Tarrian did not reply, but moved over to him and leaned heavily against his leg. A pack thing. One of Antyr's hands relinquished his face and reached down to stroke the soft fur. More sobs shook him.
'I'm sorry,’ he repeated.
Again Tarrian did not reply. He did not understand, at least not fully, so he could offer nothing. Yet in knowing that he did not understand, he offered everything he had. Antyr patted him, finding some solace in the purposeful presence of the wolf's powerful frame.
'I don't know what brought that on,’ he said, his voice unsteady.
'You don't need to,’ Tarrian said. ‘It was necessary and you allowed it. It was a wise act.'
This time it was Antyr who did not reply.
The two sat in silence for a long time, then, eventually, Antyr started hunting through his pockets for a kerchief.
'There are towels and water next door,’ Tarrian said.
Antyr heard himself chuckle weakly as he stood up and followed Tarrian's direction. ‘Thank you, Earth Holder,’ he said. ‘It's as well one of us keeps his feet on the ground.'
But the darkness had not left him completely and it welled up again as he worked the small, silvered pump handle and watched a stream of water splutter into a plain white bowl. The water glittered with the lamplight as it swirled and danced around the bowl, obeying hidden laws that were as immutable as those binding Antyr's craft were now capricious. The sight seemed to mock him and he felt his body begin to shake uncontrollably.
He reached out and steadied himself by leaning against the wall as he dipped his other hand into the water and splashed his face carelessly with it.
The effort seemed to take all his strength and slowly he slithered to the floor.

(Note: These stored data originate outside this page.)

PR #651, opened 2018-06-19
Quick fix for Polygons with interior (holes)

ThFischer:
**Steps to reproduce the bug:**
Open the [Tangram Play](https://tangram.city/play/?#2/0/0)
and set this YAML definition:
```
sources:
  geojson:
    type: GeoJSON
    url: https://gist.githubusercontent.com/germanz/e0fc172fa458bd50c17bbac9b24e17e0/raw/a1f9bb86265c0ae1c72fc37b99b2967fb302faaa/polygon_with_hole

scene:
  background:
    color: black

layers:
  layer:
    data: {source: geojson}
    draw:
      polygons:
        color: red
        order: 1
```
A red rectangle with a rectangular hole is rendered as expected.
Zoom in until you see render artefacts like this:

screen shot 2018-06-19 at 13 57 11

### DIFF
--- a/src/builders/polygons.js
+++ b/src/builders/polygons.js
@@ -60,9 +60,8 @@ export function buildPolygons (
 
                     // Add UVs:
                     if (texcoord_index) {
-                        vertex_template.splice(texcoord_index, 2,
-                                ((vertex[0] - min_x) * scale_u + min_u) * texcoord_normalize,
-                                ((vertex[1] - min_y) * scale_v + min_v) * texcoord_normalize);
+                        vertex_template[texcoord_index + 0] = ((vertex[0] - min_x) * scale_u + min_u) * texcoord_normalize;
+                        vertex_template[texcoord_index + 1] = ((vertex[1] - min_y) * scale_v + min_v) * texcoord_normalize;
                     }
 
                     vertex_data.addVertex(vertex_template);
--- a/src/builders/polygons.js
+++ b/src/builders/polygons.js
@@ -23,12 +23,13 @@ export function buildPolygons (
     let vertex_elements = vertex_data.vertex_elements,
         element_offset = vertex_data.vertex_count,
         num_polygons = polygons.length,
-        geom_count = 0;
+        geom_count = 0,
+        min_u, min_v, max_u, max_v,
+        min_x, min_y, max_x, max_y;
 
     if (texcoord_index) {
         texcoord_normalize = texcoord_normalize || 1;
-        // Usage of "var" for function wide visibility:
-        var [min_u, min_v, max_u, max_v] = texcoord_scale || default_uvs;
+        [min_u, min_v, max_u, max_v] = texcoord_scale || default_uvs;
     }
 
     for (let p = 0; p < num_polygons; p++) {
@@ -37,13 +38,12 @@ export function buildPolygons (
             indices = triangulatePolygon(earcut.flatten(polygon)),
             num_indices = indices.length;
 
-        // The verices and vertex-elements must not be added if earcut returns no indicies:
+        // The vertices and vertex-elements must not be added if earcut returns no indices:
         if (num_indices) {
 
             // Find polygon extents to calculate UVs, fit them to the axis-aligned bounding box:
             if (texcoord_index) {
-                // Usage of "var" for function wide visibility:
-                var [min_x, min_y, max_x, max_y] = Geo.findBoundingBox(polygon),
+                [min_x, min_y, max_x, max_y] = Geo.findBoundingBox(polygon),
                     span_x = max_x - min_x,
                     span_y = max_y - min_y,
                     scale_u = (max_u - min_u) / span_x,
@@ -69,7 +69,7 @@ export function buildPolygons (
             }
 
             // Add element indices:
-            for (let i = 0; i < num_indices; i++){
+            for (let i = 0; i < num_indices; i++) {
                 vertex_elements.push(element_offset + indices[i]);
             }
             geom_count += num_indices / 3;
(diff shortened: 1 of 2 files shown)


ThFischer:
Be aware, that my other pull request [Fix return value of buildStraightLabel()](https://github.com/tangrams/tangram/pull/650) is needed!

meetar:
Hi @ThFischer, thanks very much for looking into this! I've confirmed the bug and the fix, and successfully tested it with our internal style-testing tool. Will merge both at the end of the week unless @bcamper has any objections before then.

bcamper:
@ThFischer thank you for the investigation here! I'm trying to understand a bit more about exactly what's happening.

Is the issue that [this call to earcut](https://github.com/tangrams/tangram/blob/master/src/builders/polygons.js#L59) is returning no triangles for some cases where part of the polygon becomes degenerate (maybe an interior ring is skipped)? But this call happens after vertices are added [in the loop above](https://github.com/tangrams/tangram/blob/master/src/builders/polygons.js#L54) -- is that right?

If this is the case, could se solve this just by flipping the order of these, so we check if any geometry will be added first ([here](https://github.com/tangrams/tangram/blob/master/src/builders/polygons.js#L58-L64)) and then only proceed to add vertices [here](https://github.com/tangrams/tangram/blob/master/src/builders/polygons.js#L40-L56) if `geom_count` is greater than 0?

I haven't checked if this works, but it could be a slightly simpler solution than having to track the original vertex data positions and reset them (basically avoid the problem in the first place if we can).

Separate question: I merged the fix in #650, which makes sense, but I'm not 100% clear of the relation to this issue, since that deals with simple quads vs. the polygon ring issue here, no? Is it a different manifestation of a similar issue?

Thanks again for these contributions!

ThFischer:
@bcamper  
Hi Brett,
It would be a much better solution to prevent adding of vertices already in case of `triangulatePolygon` returns 0. Thats why I called it a "Quick fix"  ;-)

The dependency of this fix and #650 is caused by the fact, that this fix resets the mesh data if `buildGeometry` doesn't return a value > 0. Exactly this would happen if `buildStraightLabel` doesn't return the expected geom_count (undefined > 0 == false).

bcamper:
Ah thanks I see the link between the two now.

Would you want to try the alternate fix I suggested, or do you prefer we do that?

ThFischer:
I can give it a try in the next days …

ThFischer:
I committed a "proper" fix as suggested by @bcamper.
I also cleaned up the buildPolygons and annotated it.

The absence of annotation and type definitions in Tangram is quite nasty. With annotations you could do signature and type checks during build time (e.g. with Closure Compiler). These would increase the stability (e.g. the #650 issue wouldn't be possible) and readability of the code enormously.

bcamper:
Thanks @ThFischer. I don't disagree at all about the benefit of annotations... though unfortunately there's a fairly large amount of code to make up at this point. Doesn't hurt to start small though! :)

src/builders/polygons.js
```diff
@@ -7,64 +7,80 @@ import earcut from 'earcut';
...
+                // Add vertex data:
+                let polygon_ring = polygon[ring_index];
+                for (let i = 0; i < polygon_ring.length; i++) {
+                    let vertex = polygon_ring[i];
+                    vertex_template[0] = vertex[0];
+                    vertex_template[1] = vertex[1];
+
+                    // Add UVs:
+                    if (texcoord_index) {
+                        vertex_template.splice(texcoord_index, 2,
```
bcamper: A note here, which may or may not be relevant any longer: back when this code was originally written, I did a lot of benchmarks to minimize geometry build time. One of the items that was important at the time was to maintain a fixed-length `vertex_template` array, and only overwrite specific values within it. By using `splice`, you're semantically removing and replacing those elements, rather than just overwriting them. This may not have an actual negative performance effect depending on how the browser handles (and could conceivably be a benefit as one mutation instead of two), but I think it should be benchmarked with a complex scene that uses UV coords to measure the average build time before/after. @meetar is that something you could do?

src/builders/polygons.js
```diff
@@ -7,64 +7,80 @@ import earcut from 'earcut';
...
 
-    var vertex_elements = vertex_data.vertex_elements;
+    let vertex_elements = vertex_data.vertex_elements,
+        element_offset = vertex_data.vertex_count,
+        num_polygons = polygons.length,
+        geom_count = 0;
 
     if (texcoord_index) {
         texcoord_normalize = texcoord_normalize || 1;
+        // Usage of "var" for function wide visibility:
```
bcamper: If I recall, the use of `var` was to get around a limitation in how babel was parsing destructuring, where it was not allowing me to define them once and then reassign with just `[min_u, min_v, max_u, max_v] = texcoord_scale || default_uvs;`. But I think this may be fixed, in which case we could use `let`.

src/builders/polygons.js
meetar: :+1:

ThFischer: You are right, splice is a bad choice because it creates a new array for the return value. I'll change it back to the previous approach.

src/builders/polygons.js
ThFischer: We can't use let here, if the variable is used outside the if block. Of course, as long as babel is used it will work, but not without babel.

bcamper: That makes sense. I was thinking define it above with the others (e.g. [here](https://github.com/tangrams/tangram/pull/651/files/c4652f00818fde764867f23ad369a5ef45eb6eed#diff-052edb1da57e539c22cf5308cd97bf7eR23)). They are only then used if the geometry has UV coords.

ThFischer: Ahh, I just mistaken it, will do …

bcamper:
Squashed and merged, assigned to v0.15.2 for release.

Again Tarrian came and sat by him, silent, but solid.
'I'm so frightened,’ Antyr said, after a long silence.
'Yes,’ Tarrian said. ‘You reek of it.'
Antyr gave a soft rueful laugh at his Companion's simple bluntness, but still his body was reluctant to move. Tarrian lay down patiently.
'What's the matter with me?’ Antyr asked after a further long silence.

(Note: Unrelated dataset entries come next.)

PR #654, opened 2018-07-02
try/catch on evalProperty

meetar:


bcamper:
I expanded the scope of this to include other cases where properties can be JS functions, and also included some additional error context (only "[Object object]" was being output before anyway).

nvkelso:
Rad! Once this is merged could we cut a v0.15.2 release?

bcamper:
Ya. Will do.

Issue #668, opened 2018-08-30
Allow Bearer authentication 


pakore:
Allow OAuth2 Bearer authentication ( http://self-issued.info/docs/draft-ietf-oauth-v2-bearer.html ) for the backend.

Or at least, allow sending custom headers to the backend.

Use Case:
I am a customer and I have a backend that provides tiles but it needs an OAuth2 token in the header ( "Authorization: Bearer <token>" header). I would like to use tangram to render the tiles, so I need a way to give tangram my Oauth2 credentials or at least be able to tell tangram to pass this custom header with a provided token.

bcamper:
Yep, I remember I looked at this a couple times. If I recall, one issue is that for CORS requests, custom headers need to be whitelisted by the server with [`Access-Control-Allow-Headers`](https://developer.mozilla.org/en-US/docs/Web/HTTP/Headers/Access-Control-Allow-Headers). And some more info/example [here](https://developer.mozilla.org/en-US/docs/Web/HTTP/CORS#Preflighted_requests).

The Netzen tiles do not directly support this concept (though I suppose they could, and could mimic back the list of headers requested by the client, for example). But if the client is serving their own tiles (or maybe proxying another source), I believe it would work if configured properly. Worth trying a prototype.

pakore:
Allowing sending custom headers as @matteblair  proposes would be the more generic solution, that will solve Auth problems, CORS problems, etc...

For the usecase: the user could manage getting a proper token and refresh it in custom code meanwhile.

bcamper:
@pakore re: my comments about `Access-Control-Allow-Headers`, that makes sense and fits into your workflow?

pakore:
I currently don't have any problems with CORS because my server accepts all, but I think definitely is a use case that needs to be solved for other users also and allowing custom headers could be a solution.

bcamper:
See #670 for an implementation of this.

bcamper:
Released in v0.16.0

PR #670, opened 2018-09-16
Data sources can specify optional request headers

bcamper:
Following up on #668: to enable cases where a client would like to send additional, custom HTTP headers with each tile request.

A data source can specify key/value pairs for header names/values, with the `request_headers` parameter. For example, if the tile backend is authorized with and OAuth token:

```
sources:
    tiles:
        type: TopoJSON
        url: ...
        request_headers:
            Authorization: Bearer XXXXXX
```

While `request_headers` *can* be specified statically in the scene file, it's more likely they would be added programmatically at run-time (they could either be added after a scene `load` event, or by directly modifying `scene.config` and calling `scene.updateConfig()`). They would also generally be expected to be used with custom tile sources.

CORS
------
If the tile source is being made via CORS requests (the tile source's origin is different from the origin the the web page was loaded from), then adding custom `request_headers` will cause an additional 
["preflight"](https://developer.mozilla.org/en-US/docs/Glossary/Preflight_request) `OPTIONS` request for each tile (before the `GET` request for tile data). This extra request is required so that the client can verify that the server will accept the desired headers, which the server must authorize with the `Access-Control-Allow-Headers` header. See more info on [CORS preflight requests](https://developer.mozilla.org/en-US/docs/Web/HTTP/CORS#Preflighted_requests).

### DIFF
--- a/demos/scene.yaml
+++ b/demos/scene.yaml
@@ -97,6 +97,8 @@ sources:
         url: https://tile.nextzen.org/tilezen/vector/v1/512/all/{z}/{x}/{y}.topojson
         tile_size: 512
         max_zoom: 15
+        # request_headers: # send custom headers with tile requests
+        #     Authorization: Bearer xxxxxxxxx
         # Data filtering demo with 'scripts' and 'transform' properties:
         # Tile data is passed through a 'transform' pre-processing function before Tangram geometry is built.
         # 'transform' adds an 'intersects_park' property to each road that intersects a park feature.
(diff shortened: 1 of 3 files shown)


pakore:
This is awesome! Thanks a lot.

bcamper:
@matteblair @tallytalwar are you good with this from a future ES perspective? (Should follow the syntax suggested by @matteblair.)

matteblair:
Yeah I don't see any problems implementing this in Tangram ES :+1:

Tarrian looked at him, but did not speak.
'Too much change, too fast?’ Antyr said, turning and resting his forehead against the cold, tiled wall. ‘Too much foolishness. Too much weakness.'
'You're too harsh on yourself,’ Tarrian said, standing up and walking out of the small washroom as if he were no longer needed. ‘What's happening to you is perhaps a little of all those things, but mainly it's an attack. An assault at your very soul.'
Antyr rolled his head from side to side against the tiles.
'That's what I've come to say to myself. That's what I told Menedrion. But what does it mean?'
He struggled to his feet awkwardly and followed Tarrian.

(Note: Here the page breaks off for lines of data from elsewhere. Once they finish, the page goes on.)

Issue #672, opened 2018-09-18
`text_source` array fails for points labels


meetar:
**TANGRAM VERSION:**

Tested from v0.12.0 on – works as expected in v0.11.

**TO REPRODUCE THE ISSUE, FOLLOW THESE STEPS:**

Visit https://tangram.city/play/?#10.4708/37.7991/-122.5005 using this scene file:

```
sources:
    nextzen:
        type: TopoJSON
        url: https://tile.nextzen.org/tilezen/vector/v1/all/{z}/{x}/{y}.topojson

layers:
    water:
        data: { source: nextzen }
        draw:
            polygons:
                order: 1
                color: lightblue
            points:
                visible: false
                order: 2
                size: 10px
                color: red
                text:
                    text_source: [name, kind]
                    font:
                        size: 10px
                        fill: white
            text:
                text_source: [name, kind]
                font:
                    size: 10px
                    fill: white
```

…this shows `text_source: [name, kind]` working as expected for a `text` style. Then change `visible: false` to `visible:true`.

**RESULT:**

No text labels are drawn for the points style, and the console throws:

> Layer 'water': cannot use boundary labels (e.g. 'text_source: { left: ..., right: ... }') for 'text' labels attached to 'points'; provided 'text_source' value was ["name","kind"]

**EXPECTED RESULT:**

I expect the `points` style to use the array in `text_source` as a list of prioritized feature properties to use for the text label.

PR #673, opened 2018-09-18
handle multi-source labels

meetar:
Handles cases where the `text_source` for a point label should be the first available property in an array of prioritized feature properties, as in `[name, kind]`.

Fixes https://github.com/tangrams/tangram/issues/672.

### DIFF
--- a/src/styles/points/points.js
+++ b/src/styles/points/points.js
@@ -236,11 +236,9 @@ Object.assign(Points, {
             draw.text.visible !== false && // explicitly handle `visible` property for nested text
             this.parseTextFeature(feature, draw.text, context, tile);
 
+        // if the text feature is an array, there were multiple options: use the first entry
         if (Array.isArray(tf)) {
-            tf = null; // NB: boundary labels not supported for point label attachments, should log warning
-            log({ level: 'warn', once: true }, `Layer '${draw.layers[draw.layers.length-1]}': ` +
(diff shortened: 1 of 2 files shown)


bcamper:
I have not tested this but I believe the root cause is that arrays are improperly falling through this line:

[`if (source != null && typeof source === 'object') `](https://github.com/tangrams/tangram/blob/0fea0c09f38e23cfecd58c311bee75b21aea3581/src/styles/text/text_labels.js#L107
)

`parseTextSource()` should already properly account for "multi-source" labels, and return only a single value for them (it will still return an object for left/right boundary labels).

So for example I don't think we should need any changes [here](https://github.com/tangrams/tangram/pull/673/files#diff-495004c1ba85e44fb8e478cac90b13d6R48), [here](https://github.com/tangrams/tangram/pull/673/files#diff-5865521f4fdb3091818c71745ae6a4edR241) (it's a logic error for an array to ever get to this point), or otherwise downstream.

bcamper:
Sorry, meant to put the fix in that comment too. I think that all that is needed to fix the bug is that

`if (source != null && typeof source === 'object')`

should be

`if (source != null && !Array.isArray(source) && typeof source === 'object')`

Again this is a guess so there might be a nuance I'm missing but that looks like an issue with the current code :)

meetar:
Confirmed :)

bcamper:
Thanks, I'll squash it on merge to avoid having the extra changes added and then removed.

'What does it mean?’ he repeated.
'It means you're being attacked,’ Tarrian replied.
'Damn it, Tarrian,’ Antyr shouted. ‘Talk sense. My head … everything's … whirling.’ He clenched his fists savagely and then let his hands fall limply to his sides. ‘I need some clarity, not more riddles. I feel so lost. So helpless. I'm not even sure about my own sanity any more.’ Then, angrily. ‘And if I'm being attacked, then presumably so are you. Why aren't you frightened?'
It was a pointless question, he knew. Tarrian was an animal. He carried some human traits, just as Antyr carried some wolfish traits, but it was not in his true nature to be afraid of what he could not immediately sense. Tarrian responded to circumstances as a mirror reflects an image, even though his slight humanity made the mirror blur and shake a little at times.
'I am,’ Tarrian replied. ‘Your fear wakens fear in me like an echo. But that's all it is: an echo. Your fear is fear of many things. Fear of yourself, your weakness, the unknown depths inside you. Then there's fear of Menedrion, of the Duke, of your dead father's reproach, of my contempt…'
Antyr raised a hand to stop him. ‘And of the hooded figure with the lamp,’ he said.
'Yes,’ Tarrian replied. ‘Him certainly.'
'And what do I do with this grand chorus of fears?’ Antyr went on, his voice hardening.